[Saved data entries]
::::::::

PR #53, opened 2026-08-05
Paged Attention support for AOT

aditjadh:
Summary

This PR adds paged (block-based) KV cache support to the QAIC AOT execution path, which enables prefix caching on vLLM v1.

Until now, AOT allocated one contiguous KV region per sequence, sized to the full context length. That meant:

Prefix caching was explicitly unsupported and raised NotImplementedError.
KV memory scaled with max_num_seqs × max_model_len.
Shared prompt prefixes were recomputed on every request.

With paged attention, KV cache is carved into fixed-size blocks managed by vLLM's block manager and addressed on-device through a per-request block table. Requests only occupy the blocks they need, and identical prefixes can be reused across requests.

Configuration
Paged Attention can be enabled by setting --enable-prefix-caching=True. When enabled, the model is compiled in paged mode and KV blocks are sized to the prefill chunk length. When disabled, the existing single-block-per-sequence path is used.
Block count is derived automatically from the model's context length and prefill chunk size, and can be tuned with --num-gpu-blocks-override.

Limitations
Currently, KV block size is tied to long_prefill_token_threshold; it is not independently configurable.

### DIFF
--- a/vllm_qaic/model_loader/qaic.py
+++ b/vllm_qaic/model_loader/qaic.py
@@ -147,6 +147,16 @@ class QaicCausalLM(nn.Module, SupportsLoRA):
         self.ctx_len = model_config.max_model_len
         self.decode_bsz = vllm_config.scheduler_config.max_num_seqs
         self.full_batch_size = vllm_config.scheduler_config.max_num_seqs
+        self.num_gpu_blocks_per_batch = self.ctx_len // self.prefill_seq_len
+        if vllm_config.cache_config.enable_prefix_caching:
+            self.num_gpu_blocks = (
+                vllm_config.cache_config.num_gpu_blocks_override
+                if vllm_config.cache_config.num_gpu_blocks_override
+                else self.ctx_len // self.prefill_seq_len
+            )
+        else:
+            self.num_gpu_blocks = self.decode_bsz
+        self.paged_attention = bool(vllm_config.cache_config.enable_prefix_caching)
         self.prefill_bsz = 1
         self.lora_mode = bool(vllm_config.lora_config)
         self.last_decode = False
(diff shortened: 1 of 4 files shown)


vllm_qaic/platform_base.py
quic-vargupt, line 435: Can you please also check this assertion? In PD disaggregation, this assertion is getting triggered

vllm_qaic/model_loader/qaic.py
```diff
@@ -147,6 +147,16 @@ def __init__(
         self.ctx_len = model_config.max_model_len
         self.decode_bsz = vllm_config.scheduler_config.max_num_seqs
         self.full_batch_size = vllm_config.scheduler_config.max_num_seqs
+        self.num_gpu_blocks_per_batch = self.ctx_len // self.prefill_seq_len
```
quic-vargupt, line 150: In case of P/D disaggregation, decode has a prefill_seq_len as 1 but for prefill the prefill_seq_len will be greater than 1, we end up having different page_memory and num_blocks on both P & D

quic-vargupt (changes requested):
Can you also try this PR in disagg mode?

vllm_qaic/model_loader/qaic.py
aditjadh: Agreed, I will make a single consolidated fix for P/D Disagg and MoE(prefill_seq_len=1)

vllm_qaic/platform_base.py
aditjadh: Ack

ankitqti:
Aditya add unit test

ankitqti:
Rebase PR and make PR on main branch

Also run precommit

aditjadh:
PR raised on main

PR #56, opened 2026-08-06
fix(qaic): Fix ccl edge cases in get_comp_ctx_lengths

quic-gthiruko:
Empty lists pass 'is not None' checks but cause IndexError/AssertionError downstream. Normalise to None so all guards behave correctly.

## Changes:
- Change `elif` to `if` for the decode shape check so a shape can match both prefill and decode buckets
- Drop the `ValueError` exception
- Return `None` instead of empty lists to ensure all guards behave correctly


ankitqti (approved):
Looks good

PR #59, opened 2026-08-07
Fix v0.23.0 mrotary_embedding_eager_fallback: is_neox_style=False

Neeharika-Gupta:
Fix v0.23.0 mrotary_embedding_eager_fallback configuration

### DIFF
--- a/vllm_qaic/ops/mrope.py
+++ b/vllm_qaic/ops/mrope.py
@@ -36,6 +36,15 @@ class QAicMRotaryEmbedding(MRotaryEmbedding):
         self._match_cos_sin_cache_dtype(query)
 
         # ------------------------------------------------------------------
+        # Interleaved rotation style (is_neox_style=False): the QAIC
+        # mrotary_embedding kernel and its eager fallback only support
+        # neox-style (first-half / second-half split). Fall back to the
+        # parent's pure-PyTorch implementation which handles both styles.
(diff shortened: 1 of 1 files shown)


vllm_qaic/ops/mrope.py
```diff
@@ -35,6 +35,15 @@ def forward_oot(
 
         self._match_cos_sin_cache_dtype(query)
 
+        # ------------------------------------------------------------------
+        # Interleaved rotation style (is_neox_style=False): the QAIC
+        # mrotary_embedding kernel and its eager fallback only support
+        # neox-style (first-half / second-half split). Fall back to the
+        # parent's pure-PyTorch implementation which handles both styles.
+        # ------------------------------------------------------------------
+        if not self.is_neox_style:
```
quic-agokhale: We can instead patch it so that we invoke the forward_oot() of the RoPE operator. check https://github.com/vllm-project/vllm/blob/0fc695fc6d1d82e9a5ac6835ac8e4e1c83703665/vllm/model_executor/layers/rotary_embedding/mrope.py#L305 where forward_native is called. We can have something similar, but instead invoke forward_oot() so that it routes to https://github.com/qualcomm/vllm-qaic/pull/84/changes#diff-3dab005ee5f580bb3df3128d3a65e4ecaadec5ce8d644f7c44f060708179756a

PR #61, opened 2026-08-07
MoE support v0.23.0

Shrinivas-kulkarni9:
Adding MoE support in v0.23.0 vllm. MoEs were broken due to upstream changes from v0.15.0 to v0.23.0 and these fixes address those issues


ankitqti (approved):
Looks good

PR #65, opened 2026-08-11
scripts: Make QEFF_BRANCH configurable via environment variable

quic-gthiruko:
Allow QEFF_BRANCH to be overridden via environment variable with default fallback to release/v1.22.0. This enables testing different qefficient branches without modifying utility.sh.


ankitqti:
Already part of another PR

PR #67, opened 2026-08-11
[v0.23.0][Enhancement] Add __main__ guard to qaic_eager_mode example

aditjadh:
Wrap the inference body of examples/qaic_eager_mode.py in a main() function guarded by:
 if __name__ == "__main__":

::::::::

▶ Task item:
The whole block of entries above should be repeated exactly.

▶ Written answer:
PR #53, opened 2026-08-05
Paged Attention support for AOT

aditjadh:
Summary

This PR adds paged (block-based) KV cache support to the QAIC AOT execution path, which enables prefix caching on vLLM v1.

Until now, AOT allocated one contiguous KV region per sequence, sized to the full context length. That meant:

Prefix caching was explicitly unsupported and raised NotImplementedError.
KV memory scaled with max_num_seqs × max_model_len.
Shared prompt prefixes were recomputed on every request.

With paged attention, KV cache is carved into fixed-size blocks managed by vLLM's block manager and addressed on-device through a per-request block table. Requests only occupy the blocks they need, and identical prefixes can be reused across requests.

Configuration
Paged Attention can be enabled by setting --enable-prefix-caching=True. When enabled, the model is compiled in paged mode and KV blocks are sized to the prefill chunk length. When disabled, the existing single-block-per-sequence path is used.
Block count is derived automatically from the model's context length and prefill chunk size, and can be tuned with --num-gpu-blocks-override.

Limitations
Currently, KV block size is tied to long_prefill_token_threshold; it is not independently configurable.

### DIFF
--- a/vllm_qaic/model_loader/qaic.py
+++ b/vllm_qaic/model_loader/qaic.py
@@ -147,6 +147,16 @@ class QaicCausalLM(nn.Module, SupportsLoRA):
         self.ctx_len = model_config.max_model_len
         self.decode_bsz = vllm_config.scheduler_config.max_num_seqs
         self.full_batch_size = vllm_config.scheduler_config.max_num_seqs
+        self.num_gpu_blocks_per_batch = self.ctx_len // self.prefill_seq_len
+        if vllm_config.cache_config.enable_prefix_caching:
+            self.num_gpu_blocks = (
+                vllm_config.cache_config.num_gpu_blocks_override
+                if vllm_config.cache_config.num_gpu_blocks_override
+                else self.ctx_len // self.prefill_seq_len
+            )
+        else:
+            self.num_gpu_blocks = self.decode_bsz
+        self.paged_attention = bool(vllm_config.cache_config.enable_prefix_caching)
         self.prefill_bsz = 1
         self.lora_mode = bool(vllm_config.lora_config)
         self.last_decode = False
(diff shortened: 1 of 4 files shown)


vllm_qaic/platform_base.py
quic-vargupt, line 435: Can you please also check this assertion? In PD disaggregation, this assertion is getting triggered

vllm_qaic/model_loader/qaic.py
```diff
@@ -147,6 +147,16 @@ def __init__(
         self.ctx_len = model_config.max_model_len
         self.decode_bsz = vllm_config.scheduler_config.max_num_seqs
         self.full_batch_size = vllm_config.scheduler_config.max_num_seqs
+        self.num_gpu_blocks_per_batch = self.ctx_len // self.prefill_seq_len
```
quic-vargupt, line 150: In case of P/D disaggregation, decode has a prefill_seq_len as 1 but for prefill the prefill_seq_len will be greater than 1, we end up having different page_memory and num_blocks on both P & D

quic-vargupt (changes requested):
Can you also try this PR in disagg mode?

vllm_qaic/model_loader/qaic.py
aditjadh: Agreed, I will make a single consolidated fix for P/D Disagg and MoE(prefill_seq_len=1)

vllm_qaic/platform_base.py
aditjadh: Ack

ankitqti:
Aditya add unit test

ankitqti:
Rebase PR and make PR on main branch

Also run precommit

aditjadh:
PR raised on main

PR #56, opened 2026-08-06
fix(qaic): Fix ccl edge cases in get_comp_ctx_lengths

quic-gthiruko:
Empty lists pass 'is not None' checks but cause IndexError/AssertionError downstream. Normalise to None so all guards behave correctly.

## Changes:
- Change `elif` to `if` for the decode shape check so a shape can match both prefill and decode buckets
- Drop the `ValueError` exception
- Return `None` instead of empty lists to ensure all guards behave correctly


ankitqti (approved):
Looks good

PR #59, opened 2026-08-07
Fix v0.23.0 mrotary_embedding_eager_fallback: is_neox_style=False

Neeharika-Gupta:
Fix v0.23.0 mrotary_embedding_eager_fallback configuration

### DIFF
--- a/vllm_qaic/ops/mrope.py
+++ b/vllm_qaic/ops/mrope.py
@@ -36,6 +36,15 @@ class QAicMRotaryEmbedding(MRotaryEmbedding):
         self._match_cos_sin_cache_dtype(query)
 
         # ------------------------------------------------------------------
+        # Interleaved rotation style (is_neox_style=False): the QAIC
+        # mrotary_embedding kernel and its eager fallback only support
+        # neox-style (first-half / second-half split). Fall back to the
+        # parent's pure-PyTorch implementation which handles both styles.
(diff shortened: 1 of 1 files shown)


vllm_qaic/ops/mrope.py
```diff
@@ -35,6 +35,15 @@ def forward_oot(
 
         self._match_cos_sin_cache_dtype(query)
 
+        # ------------------------------------------------------------------
+        # Interleaved rotation style (is_neox_style=False): the QAIC
+        # mrotary_embedding kernel and its eager fallback only support
+        # neox-style (first-half / second-half split). Fall back to the
+        # parent's pure-PyTorch implementation which handles both styles.
+        # ------------------------------------------------------------------
+        if not self.is_neox_style:
```
quic-agokhale: We can instead patch it so that we invoke the forward_oot() of the RoPE operator. check https://github.com/vllm-project/vllm/blob/0fc695fc6d1d82e9a5ac6835ac8e4e1c83703665/vllm/model_executor/layers/rotary_embedding/mrope.py#L305 where forward_native is called. We can have something similar, but instead invoke forward_oot() so that it routes to https://github.com/qualcomm/vllm-qaic/pull/84/changes#diff-3dab005ee5f580bb3df3128d3a65e4ecaadec5ce8d644f7c44f060708179756a

PR #61, opened 2026-08-07
MoE support v0.23.0

Shrinivas-kulkarni9:
Adding MoE support in v0.23.0 vllm. MoEs were broken due to upstream changes from v0.15.0 to v0.23.0 and these fixes address those issues


ankitqti (approved):
Looks good

PR #65, opened 2026-08-11
scripts: Make QEFF_BRANCH configurable via environment variable

quic-gthiruko:
Allow QEFF_BRANCH to be overridden via environment variable with default fallback to release/v1.22.0. This enables testing different qefficient branches without modifying utility.sh.


ankitqti:
Already part of another PR

PR #67, opened 2026-08-11
[v0.23.0][Enhancement] Add __main__ guard to qaic_eager_mode example

aditjadh:
Wrap the inference body of examples/qaic_eager_mode.py in a main() function guarded by:
 if __name__ == "__main__":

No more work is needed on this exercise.